• _WORK TO BE COMPLETED_
Copy out again, unchanged, the listing below from the line that has "mapping — a" through the line that has "disk stores the".

** Opening SOURCE RECORDS block **

PR #4194, opened 2026-07-30
[causallm] Inference correctness: FFN gate/up load order, prompt BOS, FP16 activation overflow, loader fail-loud, q4_0 shape gate, factory int_key, softcap, lmhead_untie

jijoongmoon:
**Task-level PR.** Eight previously separate rungs, consolidated into one review: every commit here is a
defect that makes an inference path **return a wrong answer or fall back silently instead of failing
loud**. One review question throughout: *does this path fail loud, or does it lie?* None of them needs a
GPU backend to review, and none has a feature dependency.

Absorbs #4174, #4176, #4177, #4178, #4179, #4182, #4183 (all main-direct singletons, now closed and
pointed here). 14 commits, all replayed clean onto `main` — see the per-rung sections below.

**Merge button: "Rebase and merge" — never squash.** Each rung must keep its own revert handle.

**Base is legal for every member:** all eight branches were ladder-free (their entire delta versus `main`
is their own rungs — no stacked-series content), so all 14 commits replay onto `upstream/main`
(`2b9140ba`) with zero conflicts.

---

## 1. `ActiFunc::gelu` / `tanhGelu` overflow the output buffer by 2x under FP16 activations

`gelu` and `tanhGelu` are templates on the activation element type `T`, but their bodies hardcode
`getData<float>()` on an **element** count. `Tensor::getData<T>()` is an unchecked cast that does not
consult the tensor's real dtype, so with `T = _FP16` the call hands a buffer of N 2-byte elements to a
routine that reads N 4-byte floats and writes N 4-byte floats: it reads 2x past the end of the input and
**overflows the output buffer by 2x**. Heap corruption, not merely wrong numerics.

Reachable: `ActivationLayer::finalize` really does select the `_FP16` instantiation when
`getActivationDataType() == FP16`, and ten `ModelTensorDataTypeInfo` strings are `*-FP16`. In-tree
consumers: `gelu` in BERT, TIMM-ViT and DeBERTa-v2; `tanh_gelu` in Gemma3. It went unnoticed because
every `model_tensor_type` committed to this tree is `FP32-FP32` or `Q4_0-FP32`, so CI only ever
instantiates `T = float`, where the cast happens to be correct.

Fix keeps the accelerated fp32 path (`gelu_v2` / `tanh_gelu` are AVX2- and NEON-vectorized; de-SIMDing
fp32 would be a real regression) behind `if constexpr (std::is_same_v<T, float>)` and routes every other
`T` through `Tensor::apply<T>()`, which walks with the correct element type and throws if the output
dtype disagrees — exactly what the neighbouring `sigmoidGelu` already does. The lambdas accumulate in
float and cast back to `T`, reproducing the existing `__fallback_gelu_v2` / `__fallback_tanh_gelu` fp16
references bit for bit.

**Honest empty cell:** there is no in-tree `*-FP16` activation fixture, so this cannot be closed by a
committed regression test today. Closing it needs either a committed FP16-activation reference config or
an ASAN build over one of the four affected models.

### Automated-review findings carried over from the absorbed PR

The singleton attracted two bot findings. Neither is lost:

- **`acti_func.h` / MSVC `M_PI` (P1).** Including `<cmath>` before `_USE_MATH_DEFINES` is defined means
  the include-guarded CRT math header is already in, so a later `_USE_MATH_DEFINES` cannot expose
  `M_PI` — and a header cannot guarantee definition order for its consumers, so `geluPrime()` would
  break any MSVC TU that includes it. **Already fixed on this branch**: the header now carries
  `constexpr static inline double PI = 3.14159265358979323846;` as a plain class constant (same value as
  the CRT/glibc `M_PI`, so results are unchanged) with the ordering rationale in the doc comment.
- **CodeQL alert 448, `acti_func.h:491` — "multiplication result may overflow float before conversion to
  double"** in `geluPrime`'s `pow(x * tmp, 2)`. Assessed as a false positive and **deliberately not
  changed here**: `tmp` is `1/sqrt(2) < 1`, so `x * tmp` strictly shrinks the magnitude and cannot
  overflow for any representable `x` in either `float` or `_FP16`. Every candidate silencing edit
  (widening the intermediate to `double`) would change the intermediate precision of a gradient path
  that has no committed reference, so it is recorded here as a known, understood alert rather than
  silently re-numbered.

## 2. Loader: fail loud on a weight-name miss and on a model-layout mismatch

Two silent-wrong-data / late-crash paths, both hardening, no behaviour change on a well-formed package.

- **Name-miss reads the container header as weight data.** `NeuralNetwork::load`'s safetensors path
  assigns each weight its file offset **by name**; on a miss it just `continue`d, leaving `file_offset`
  at its default `0`. The weight is then read from byte 0: the 8-byte header length followed by the
  ASCII JSON header. Those byte pairs decode as fp16 5.3e4…6.1e4 — large-but-finite values
  indistinguishable from a plausible weight to everything downstream, and the EOF tripwire cannot catch
  it because offset 0 never overruns. Now logs the tensor name and the file. Warning, not a throw: a
  genuinely optional record is a legitimate miss, and hard-erroring needs a per-model audit this change
  is not making.
- **Layout mismatch SIGSEGVs on a loader thread.** Per-tensor offsets are trusted blindly by the
  parallel mmap reader, so any graph-vs-file size disagreement surfaces as a `memcpy` past the end of the
  mapping — a crash on a worker thread, far from the actual bug. Now compares the computed layout total
  against the real file size up front and throws with both numbers. Demonstrated on a QINT4-FP16 qwen3
  package where the graph sizes QINT4 records by `Int4QTensor::getMemoryBytes()` while the container on
  disk stores the plain PR#3978 layout (**graph expects 375,483,784 vs 348,646,792 on disk**): that
  package now errors with an actionable message instead of crashing.

**Validated:** silent on all four target packages (a 35-layer sliding-window QS4CX-FP16 model, gemma4,
qwen3, gemma2 — **0 warnings each**; they load through the positional `.bin` path, not this one), so
neither message is the cause of any current defect.

## 3. x86 host QS4CX GEMM for `HalfTensor::dot`

`main`'s `half_tensor.cpp` has **zero** QS4CX references, so `HalfTensor::dot` has no QS4CX case at all:
an fp16-activation QS4CX model has no host GEMM to fall back to on x86. This adds one.

Fix by delegation rather than a fourth hand-rolled decoder: the new case calls
`gemm_qai8dxp_qsi4cxp_rhs_unpacked(..., is_nxk=true)` — the exact x86 entry point
`FloatTensor::dotQs4cx` already uses — with the fp16 activation widened to fp32 per chunk and the fp32
result narrowed back. Staging is `chunk` floats per worker, **not `M*N`** (an untied lm_head is
`N = 262144`).

**Why one squashed commit:** the internal precursor hand-decoded the nibble payload and got the layout
wrong three independent ways (wrong axis order, wrong nibble half, signed instead of unsigned offset —
full derivation against the two in-tree layout authorities is in the commit message). Publishing that
precursor even for one commit would introduce a known-wrong decoder that never existed upstream.

Also carries four small x86 fp16-activation gaps the same work unmasked: `rms_norm` /
`reshaped_rms_norm` read gamma at `context.getWeightDataType()` instead of a hardcoded FP32 (matching
`*-FP16` packages that store norm gammas at the model weight dtype); `fallback_internal_fp16`'s
`rms_norm_wrt_width_fp16` scalar reference (was an NYI throw); `Transformer::repack_weight` skipping on
NYI per weight so x86 (no KleidiAI rhs-pack) loads the plain QS4CX blob instead of aborting; and a
rejection of `model_tensor_type=QS4CX-FP16` where no host kernel exists.

**Not included:** the ARM case in the same `#if/#elif` block
(`nntr_gemm_qai8dxp_qsi4cxp_packed<_FP16>`) — it depends on KleidiAI fp16 packed-weight infrastructure
that does not exist on `main`.

**Three-axis note:** structure ++ (one decoder per backend, matching the existing x86/ARM/GPU QS4CX
authorities instead of adding a fourth); performance ~ (adds an `M*K` fp32 staging copy plus int8
requantization per call, on the host QS4CX-FP16 fallback path only); memory 0 (chunk-sized staging).

## 4. Gate the CL q4_0 accel path on prepack shape eligibility — **7 of 10 crashing suites go green**

`ClComputeOps::supports_gemm_q4_0_{batch,accel}_fp32()` return `true` **unconditionally**, so
`float_tensor.cpp`'s Q4_0 dispatch sends every `M > 1` GEMM into the CL prepack. Both CL entry points
prepack the Q4_0x8 weight on the host with `unpack_q4_0x8_transpose16`, whose x86 implementation is an
AVX2 256-wide K unroll that asserts `(K % 256) == 0` and `(N % 8) == 0`. Any Q4_0 weight with
`K % 256 != 0` therefore **aborts the process** on `engine=gpu`: the tiny CausalLM fixtures
(hidden_size = 64) crash **7 of the 10 `Q40CloseToFP32Reference` suites**, while the same suites pass on
`NNTR_ENGINE=cpu`. Reproduces on `main` — a pre-existing upstream defect.

Fix at the CL seam, not at the neutral dispatch site: the wrappers that claimed support now check shape
eligibility (`K % 256 == 0 && N % 8 == 0`) and route ineligible shapes to the host `gemm_q4_0` — the
exact function the cpu engine uses, on the same host/SVM pointers. **That host bounce is NAMED in a code
comment rather than hidden.** Eligible shapes take the identical CL calls as before: zero behaviour
change.

The same seam also needed the generic branch: the dispatch's `else` path (`M == 1`, i.e. every decode
step) calls `gemm_q4_0_fp32`, which `ClComputeOps` never overrode, so the base class threw "not
implemented by this backend" on the first generated token — a latent defect the prefill crash masked.

**Measured:** the 10 `Q40CloseToFP32Reference` suites on an OpenCL + fp32 build — **7 CRASH → PASS, 3
PASS-still**. Highest value-per-line change in this bundle.

**Known NOT fixed:** the tiny-BERT Q4_0-on-gpu path completes after this change but yields NaN
embeddings from a **distinct** pre-existing gpu-engine Q4_0 weight-load defect that the crash used to
hide.

## 5. Factory `int_key` assignment position-independent + fail loud

- `int assigned_int_key = int_key == -1 ? str_map.size() + 1 : int_key;` — `str_map.size()` is a count,
  not a high-water mark, and the collision guard only ran for `int_key != -1`, so `int_map[k] = type`
  silently **rebinds** an existing key whenever the string map's size collides with an
  explicitly-assigned key. A registration mistake then resolves to the wrong layer type with nothing
  logged.
- `add_default_object()` ran **before** `setMemAllocator()` in `cl_context.cpp`. Any registration throw
  during default-object setup left a fully "initialised" context with a **null `MemAllocator`**, and
  every model built on it died later in the `TensorPool` constructor with a symptom that names nothing.

Fix: derive the auto key from the actual maximum in use, run the collision guard on every assignment,
fail loud on collision; order `setMemAllocator()` before `add_default_object()`. `AppContext::initialize`
already orders them the safe way, so this propagates an in-tree precedent. Covers the core three
contexts plus QNN.

**Honest note:** the canary for the first defect was run and did **not** fire — the in-tree mitigation (a
comment asking contributors to append last, plus explicit keys 9001/9002) held. The mechanism is still
there; the second defect's null-allocator window is unconditional.

## 6. Three inference-path defects: FFN gate/up load order, prompt BOS, token-id staging

All three found by **differencing a layer-0 device capture against a reference**, not by reading code.

**(a) The generic FFN loads `gate_proj` into `ffn_up` — a *loader-order* defect.** The
`swiglu({up, gate}, {1, 0})` wiring on `main` is already correct (`tensor_api.h:641-655` documents that
the slot map inverts). The defect is upstream of it: **the weight loader is positional.** File offsets
are assigned in graph-creation order, not by name, and converters write `gate_proj` → `up_proj` →
`down_proj`. `Transformer::createMlp` created `ffn_up` **first**, so `ffn_up` consumed `gate_proj`'s
bytes. Net computation: **`silu(up_proj) * gate_proj`** — coherent-looking activations, wrong function.
The capture showed a *swap*, not a diff:

```
layer0_ffn_up:out0:y     this tree b2d89b8a30493f9b   reference a62dba9a0458afda
layer0_ffn_gate:out0:y   this tree a62dba9a0458afda   reference b2d89b8a30493f9b
```

Fix: create `ffn_gate` first, `ffn_up` second, `swiglu({gate, up})` with no slot map. This also makes the
layer **names** semantically true, which matters for every name-keyed consumer (differential probes,
divert trace, residency dump). Result: **qwen3 is golden on both lanes for the first time.**

Scope is exactly the models that do not override `createMlp` — on `main`, qwen3 and any future generic
model. `gemma3`, `gemma4`, `bert`, `gpt_oss` (+ `gpt_oss_cached_slim`), `lfm2`, `qwen3_moe`
(+ `qwen3_slim_moe`, `qwen3_cached_slim_moe`) and `timm_vit` all override `createMlp` and were already
gate-first, so they are **byte-identical**. Why no test caught it: `unittest_causallm_models` fixtures
load weights **name-keyed** and the defect is **positional** — 86/86 before and after.

**(b) Missing BOS.** `CausalLM::run()` used the 1-argument `tokenizer->Encode(prompt_)`; for a tokenizer
with `TemplateProcessing` / `add_bos_token=true` the leading BOS is **silently dropped**. The capture
diverges at the **first tensor, on a size**: `layer0_attention_norm:in` `bytes=23040` (5x2304x2) against
the reference's `27648` (6x2304x2), and the reference's row-0 first fp16 is `0x8000` (-0.0) = the BOS
embedding. Fix is `Encode(prompt_, /*add_special_tokens=*/true)` — **not** a hard-coded BOS insert, which
would double-prepend for templates that already emit one.

**(c) Unzeroed token-id staging buffer.** `BATCH_SIZE * MAX_SEQ_LEN` floats were `malloc`'d and only
`input_len` written, so the graph read uninitialised memory past the prompt: `input0` entered at
`min=-5.92e+35 max=5.62e+21` against the reference's `min=0 max=2.37e+05`. Fix is `calloc`.

**(d)** A fourth commit makes (b) multi-turn-safe: the special tokens are added **only at sequence
position 0**, and the cached rows are counted the same way, so a continued conversation does not
re-prepend BOS on every turn.

**Validated:** 4-model short-prompt text byte-identical to the reference over 3 consecutive runs, and the
per-layer hash stream matches line for line on the captured model. Two of the three defects each moved a
model from wrong-but-plausible output to golden (qwen3 via the loader order, the Gemma2 packaging via the
BOS); gemma4 is unchanged and serves as the regression control. The two goldens that change here change
**by design** — they were wrong before.

## 7. `attn_logit_softcapping` lived in a dead override

`setupParameters()` is only ever dispatched from base-class **constructor** bodies. C++ resolves a
virtual call made inside a base constructor to the *base* version, never a derived override. A model
whose own constructor body adds no `setupParameters()` call therefore never runs its override, and every
key parsed only there keeps its default. `Gemma3Transformer` is exactly that shape, so the
`attn_logit_softcapping` parse never ran, `ATTN_LOGIT_SOFTCAPPING` kept its `0.0f` default, and — since
every consumer is gated `if (attn_logit_softcapping > 0.0f)` — the `c*tanh(s/c)` soft-cap was skipped on
every layer, on every backend.

Fix: move the parse into `Transformer::setupParameters` — the one function the base constructor provably
reaches — and delete the per-model copies. Gated on `contains(...) && !is_null(...)`, so any model whose
config lacks the key keeps `0.0f` and is byte-preserving.

Audited per model: **gemma3 / EmbeddingGemma** plumbing cured, **numerics unchanged** (in-tree configs
carry `"attn_logit_softcapping": null`); **gemma4** unchanged (its override is live and re-read the same
key into the same member); **qwen2 / qwen3 / qwen3_moe / gpt_oss / lfm2 / bert / deberta / xlm_roberta /
timm_vit** have no such key. The real numerics victim is **gemma2**, whose shipped configs all carry
`"attn_logit_softcapping": 50.0` — this fix is its prerequisite.

Ships `Gemma3ConfigPlumbingTest` and a shared `makeTinyCtorOnlyNntrainerConfig()` helper in
`causallm_test_utils`. The test is ctor-level parameter *visibility*: a probe subclass exposes the
protected member and constructs the model with no tokenizer, no weights and no graph compile. Three
cases: key present (the regression guard, which **fails on the unfixed tree**), key absent, key
explicitly null.

**Merge-order note:** this bundle ships `causallm_test_utils.{h,cpp}`, which the Gemma2 model PR's unit
test consumes. Please land this **before** the Gemma2 model PR.

## 8. Honor `nntr_config`'s `lmhead_untie`

The app only read `config.json`'s `tie_word_embeddings` when choosing the lm_head layer type;
`nntr_config.json`'s `lmhead_untie` was ignored entirely. Untied-serialized packages (tied HF config plus
a separate transposed `[hidden, vocab]` head record appended to the bin) therefore built a **tied** graph
against an **untied** bin. That used to misload silently; with rung 2's loader tripwire it now fails fast
with a model-layout mismatch — either way the package is unusable.

- `Transformer::setupParameters` parses `lmhead_untie` into a new `LMHEAD_UNTIE` member. It lives on
  `Transformer`, not `CausalLM`, because `embedding0`'s layer-type choice happens in
  `<model>Transformer::constructModel` scope, which does not see `CausalLM` members in the diamond
  hierarchy.
- New `CausalLM::buildLmHeadOutput(h, add_skip_prefill)`: untied ⇒ an independent `fully_connected`
  output with its own weight (`weight_dtype = LMHEAD_DTYPE`, optional `skip_prefill` so the head stays
  decode-only); tied ⇒ the existing `tie_word_embeddings` / `lm_head` choice with `shared_from`,
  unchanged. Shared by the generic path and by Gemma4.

** Closing SOURCE RECORDS block **

• _RESPONSE FOR THIS EXERCISE_
  mapping — a crash on a worker thread, far from the actual bug. Now compares the computed layout total
  against the real file size up front and throws with both numbers. Demonstrated on a QINT4-FP16 qwen3
  package where the graph sizes QINT4 records by `Int4QTensor::getMemoryBytes()` while the container on
  disk stores the plain PR#3978 layout (**graph expects 375,483,784 vs 348,646,792 on disk**): that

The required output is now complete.